You can see the complete list of today’s Zacks #1 Rank stocks here.
The Zacks Consensus Estimate for Callaway Golf’s quarterly revenues is pegged at $1.10 billion, indicating a rise of 20.1% from the figure reported in the prior-year quarter. ELY delivered an earnings beat of 955.5%, on average, in the trailing four quarters.

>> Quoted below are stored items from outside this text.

PR #6605, opened 2024-05-24
Internal rework of PrinterProbe class

KevinOConnor:
This is an internal refactoring of the probe.py PrinterProbe class.  Basically the goal is to split up the functionality in that class into a series of more manageable classes (ProbeCommandHelper, ProbeSessionHelper, HomingViaProbeHelper, and ProbeOffsetsHelper).  The goal is to separate functionality so that it is easier to add features in the future.  There should be no user visible changes as part of this PR.

@Arksine - fyi.

-Kevin

### DIFF
--- a/klippy/extras/axis_twist_compensation.py
+++ b/klippy/extras/axis_twist_compensation.py
@@ -38,10 +38,13 @@ class AxisTwistCompensation:
 
         # setup calibrater
         self.calibrater = Calibrater(self, config)
+        # register events
+        self.printer.register_event_handler("probe:update_results",
+                                            self._update_z_compensation_value)
 
-    def get_z_compensation_value(self, pos):
+    def _update_z_compensation_value(self, pos):
         if not self.z_compensations:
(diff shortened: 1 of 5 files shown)


KevinOConnor:
I have made some notable changes to this branch.  The goal is still to split up the PrinterProbe() implementation into helper classes.  This branch now also reworks the probe implementations (bltouch, probe_eddy_current, smart_effector, probe) to be the main interface point for probing.  That is, the users of the probe (eg, bed_calibrate) will now see a probe implementation class (eg, `BLTouchProbe`) as the class registered as the `printer.probe` object.  This allows the probe implementations more control over probing actions, and allows for an improved interface between probe users and probe implementations.

I don't have a good test setup for bltouch, smart_effector, nor axis_twist_compensation.  Tests from others would be helpful.

The main goal of this PR is in preparation for improved probe_eddy_current support - which I'll place in a separate PR.

-Kevin

PR #218, opened 2023-03-28
Fix degree calculations for composition polynomial

gabrielbosio:
## Description

- The degree of `roots_of_unity_vanishing_polynomial` used to calculate AIR transition divisors was calculated using log2 of the trace length instead of using simply the trace length.
- Substracted max degree used for the composition polynomial with zerofier degree.
- Calculated transition constraint zerofier degree using trace length.

## Type of change

- [x] Bug fix


entropidelic (approved):

pablodeymo (approved):
LGTM

MauroToscano (approved):

PR #225, opened 2023-03-30
Cairo VM instructions decoding

MauroToscano:
# Decode instructions from the memory

## Description

Instructions needs to be decoded and joined with the Cairo trace to make a "Pre Trace" for the cairo Prover


proving_system/stark/src/cairo_vm/cairo_instruction.rs
```diff
@@ -0,0 +1,545 @@
...
+#[derive(Clone, Debug, PartialEq)]
+pub struct CairoInstructionFlags {
+    pub opcode: CairoOpcode,
+    pub ap_update: ApUpdate,
+    pub pc_update: PcUpdate,
+    pub res_logic: ResLogic,
+    pub op1_src: Op1Src,
+    pub op0_reg: Op0Reg,
+    pub dst_reg: DstReg,
+}
```
MauroToscano, line 185: I'd put this at the beggining since it's the important thing, along with the rest of the instruction

MauroToscano (commented):
This is just the flags, we need more than this, but it's good!

We could add a commentary on the tests telling what the hexstrings mean, or from where did we got them, so others can generate more in the feature or validate the test cases better

proving_system/stark/src/cairo_vm/cairo_instruction.rs
```diff
@@ -0,0 +1,545 @@
+/*
+   TO DO: Find a better name
```
MauroToscano, line 2: Oh, we should remove this, or change the name. I think we can add the rest of the decode and see how we want to organize this better. I'm thinking having two files may be useful, since the code will become longer

entropidelic:
I have added some reference in the tests about the instruction decoding. The instructions were obtained with cairo-rs

pablodeymo (approved):
LGTM

entropidelic (approved):

PR #227, opened 2023-03-30
PyO3 field element

mfachal:
# Field Element implementation

## Description

Add FieldElement (u256) wrapper

## Type of change

- [ ] New feature
- [ ] Bug fix
- [ ] Optimization

## Checklist
- [ ] Linked to Github Issue
- [ ] Unit tests added
  - [ ] Benchmarks added/run


py/.github/workflows/CI.yml
```diff
@@ -0,0 +1,118 @@
+# This file is autogenerated by maturin v0.14.15
```
gabrielbosio, line 1: I don't think this workflow is considered in Github Actions, we can remove/ignore it.

py/src/merkle_tree/mod.rs
```diff
@@ -0,0 +1 @@
+pub mod proof;
```
gabrielbosio, line 1: Why `merkle_tree` module is needed to wrap `FieldElement`?

py/src/merkle_tree/proof.rs
```diff
@@ -0,0 +1,7 @@
+use pyo3::prelude::*;
+
+#[pyclass(name = "Proof")]
+pub struct PyProof {
```
gabrielbosio, line 4: Why `PyProof` is needed to wrap `FieldElement`?

py/src/proving_systems/stark/mod.rs
```diff
@@ -0,0 +1,125 @@
...
+    pub fn inv(&self) -> Self {
+        Self(self.0.inv())
+    }
+
+    pub fn pow(&self, pyexp: &PyInt) -> PyResult<Self> {
+        let exp: u64 = pyexp.extract()?;
+        Ok(Self(self.0.pow(exp)))
+    }
+
+    pub fn __pow__(&self, pyexp: &PyInt, modulo: Option<&PyInt>) -> PyResult<Py<PyAny>> {
```
gabrielbosio, line 66: Why this function is public when `__add__`, `__sub__`, etc. are private?

py/src/proving_systems/stark/mod.rs
```diff
@@ -0,0 +1,125 @@
...
+    pub fn zero() -> Self {
+        Self(FE::zero())
+    }
+}
+
+#[pyclass(name = "StarkProofConfig")]
+pub struct PyProofConfig(pub ProofConfig);
+
+#[pymethods]
+impl PyProofConfig {
```
gabrielbosio, line 90: I get why `PyProof` would be necessary. We can remove `prove` and `verify` because this PR is not adding wrappers for proving and verifying.

py/tests/lamdaworks_py_test.py
```diff
@@ -0,0 +1,83 @@
...
+class TestFibonacci(unittest.TestCase):
+    @classmethod
+    def _fibonacci_trace(cls, v0, v1):
+        N = 32
+        l = [v0, v1]
+        for i in range(2, N):
+            l.append(l[i - 1] + l[i - 2])
+        return l
+
+    def test_prove(self):
```
gabrielbosio, line 73: We can remove this test if we remove the `prove` and `verify` methods.

py/src/proving_systems/stark/mod.rs
```diff
@@ -0,0 +1,125 @@
...
+            count_queries,
+            blowup_factor,
+        })
+    }
+}
+
+#[pyclass]
+pub struct PyStarkProof(StarkProof<PrimeField>);
+
+// #[pyfunction]
```
gabrielbosio, line 103: We can remove this commented method.

py/src/proving_systems/stark/mod.rs
```diff
@@ -0,0 +1,125 @@
...
+//     };
+
+//     Ok(PyStarkProof(lambdaworks_stark::prover::prove(
+//         &trace,
+//         &proof_config.0,
+//     )))
+// }
+
+#[pyfunction]
+pub fn verify(_stark_proof: &PyStarkProof) -> bool {
```
gabrielbosio, line 122: We can remove this function

gabrielbosio (changes requested):
Looks good, I think we can change some stuff

gabrielbosio (approved):

MauroToscano (commented):
I'm not seeing on tests what happens in the case of errors, nor documentation. So i'd add that. Ex: Division by zero

It would be nice to use only one Makefile in the project, since that's what all the modules are doing.

It would be nice to have documentation on how to run, which python version do you have to use, and that kind of stuff. It can be on the readme of the library so it's easy to find.

jrchatruc (approved):

gabrielbosio (dismissed):
Before merging this, we should add the corresponding test step to the CI workflow. Related issue: #250

Makefile
```diff
@@ -1,7 +1,13 @@
...
 
-test:
+py.develop:
+	python3 -m venv .venv
+	. .venv/bin/activate
+	maturin develop -m py/Cargo.toml
+
+test: py.develop
 	cargo test
+	python3 -m unittest py/tests/lamdaworks_py_test.py
```
Oppen, line 10: Invert the order of these. The first target is the default target in `make`, which would be expected to be either `test` or `build`.

py/src/proving_systems/stark/mod.rs
```diff
@@ -0,0 +1,79 @@
...
+    fn __sub__(&self, other: &Self) -> Self {
+        Self(&self.0 - &other.0)
+    }
+
+    fn __mul__(&self, other: &Self) -> Self {
+        Self(&self.0 * &other.0)
+    }
+
+    fn __truediv__(&self, other: &Self) -> PyResult<Self> {
+        match other.0 == FE::zero() {
```
Oppen, line 43: I'm assuming the following method exists:
```suggestion
        match other.0.is_zero() {
```

py/Cargo.toml
```diff
@@ -0,0 +1,14 @@
+[package]
+name = "lambdaworks_py"
+version = "0.1.0"
+edition = "2021"
```
Oppen, line 4: It may be a good idea to define these at the package level and inherit it in the crates.

py/src/proving_systems/stark/mod.rs
gabrielbosio: I didn't found that method. Maybe we can implement it in the future.

py/Cargo.toml
gabrielbosio: We added those lines to keep consistency with the other crates. However, we can change this in another PR.

MauroToscano:
This wrapper is no longer maintained. We can re open it if we take this feature again and see how it goes.

PR #230, opened 2023-03-31
add diferential fuzzer plonk vs gnark

daphneherlambda:
# differential fuzzer for plonk vs gnark

## Description

this PR adds a fuzzer that compares the plonk implementation vs the gnark plonk implementation

## the structure

* in gnark_backend there is a main.go file where gnark code is imported and the functions we are going to use are defined
* there´s a build.rs file used to compile go code when running the rust program in order to use it
* there´s a Makefile that does the building
* in src folder we have the folder implementation, inside we use the go code exported as C also we have the backend helper modules

as is currently a work in progress theres still missing the logic in main.go that gets a circuit and a witness and returns the verified result

### DIFF
--- a/fuzzer/Cargo.toml
+++ b/fuzzer/Cargo.toml
@@ -1,0 +1,9 @@
+[package]
+name = "fuzzer"
+version = "0.1.0"
+edition = "2021"
+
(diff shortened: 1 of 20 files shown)


MauroToscano:
This has been inactive for really long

Ulta Beauty ULTA currently has an Earnings ESP of +2.24% and is currently Zacks #2 Ranked. ULTA is likely to register a bottom-line improvement when it reports second-quarter fiscal 2022 numbers. The Zacks Consensus Estimate for quarterly earnings per share of $4.84 suggests an improvement of 6.1% from the year-ago fiscal quarter’s reported figure.
Ulta Beauty’s top line is expected to rise from the year-ago fiscal quarter’s reported number. The Zacks Consensus Estimate for quarterly revenues stands at $2.20 billion, indicating an improvement of 11.7% from the figure reported in the prior-year fiscal quarter. ULTA has a trailing four-quarter earnings surprise of 49.8%, on average.
Costco COST currently has an Earnings ESP of +1.04% and a Zacks Rank of 2. COST is likely to register a bottom-line increase when it reports fourth-quarter fiscal 2022 numbers. The Zacks Consensus Estimate for quarterly earnings per share of $4.08 suggests an increase of 4.6% from the year-ago fiscal quarter’s reported number.
Costco’s top line is expected to improve from the prior-year fiscal quarter’s reported number. The Zacks Consensus Estimate for quarterly revenues is pegged at $71 billion, suggesting growth of 13.3% from the prior-year fiscal quarter’s reported figure. COST has a trailing four-quarter earnings surprise of 9.7%, on average.